■ What to work on
Present the following data again exactly as it is shown.

[Stored records]
PR #662, opened 2021-07-22
Add a script to delete unused Azure image storage

mboersma:

In the process of building reference images for CAPZ users, builds fail or are stopped for other reasons. In some cases these leave orphaned storage accounts, and a number of these have piled up.

This script deletes storage accounts in a specified Azure subscription and resource group which are not referenced by the marketplace offer or offers specified, assuming they are older than 30 days and match the expected naming pattern. By default, it only prints what it would do, so it is safe to use in a "dry run" fashion.

N/A

**Additional context**

I have used a nearly identical version of this script with @CecileRobertMichon and @devigned to clean up a large number of unreferenced large accounts.

This seems to me the most logical home for such a script, even though this is arguably an Azure internal detail.

### DIFF
--- a/images/capi/packer/azure/scripts/delete-unused-storage.sh
+++ b/images/capi/packer/azure/scripts/delete-unused-storage.sh
@@ -1,0 +1,69 @@
+#!/bin/bash
+# Copyright 2021 The Kubernetes Authors.
+#
+# Licensed under the Apache License, Version 2.0 (the "License");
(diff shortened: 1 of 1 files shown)


devigned:
/lgtm

Thank you for adding the script here. I'm sure others with image build automation with thank you.

CecileRobertMichon (commented):
/lgtm
/approve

■ Your solution
PR #662, opened 2021-07-22
Add a script to delete unused Azure image storage

mboersma:

In the process of building reference images for CAPZ users, builds fail or are stopped for other reasons. In some cases these leave orphaned storage accounts, and a number of these have piled up.

This script deletes storage accounts in a specified Azure subscription and resource group which are not referenced by the marketplace offer or offers specified, assuming they are older than 30 days and match the expected naming pattern. By default, it only prints what it would do, so it is safe to use in a "dry run" fashion.

N/A

**Additional context**

I have used a nearly identical version of this script with @CecileRobertMichon and @devigned to clean up a large number of unreferenced large accounts.

This seems to me the most logical home for such a script, even though this is arguably an Azure internal detail.

### DIFF
--- a/images/capi/packer/azure/scripts/delete-unused-storage.sh
+++ b/images/capi/packer/azure/scripts/delete-unused-storage.sh
@@ -1,0 +1,69 @@
+#!/bin/bash
+# Copyright 2021 The Kubernetes Authors.
+#
+# Licensed under the Apache License, Version 2.0 (the "License");
(diff shortened: 1 of 1 files shown)


devigned:
/lgtm

Thank you for adding the script here. I'm sure others with image build automation with thank you.

CecileRobertMichon (commented):
/lgtm
/approve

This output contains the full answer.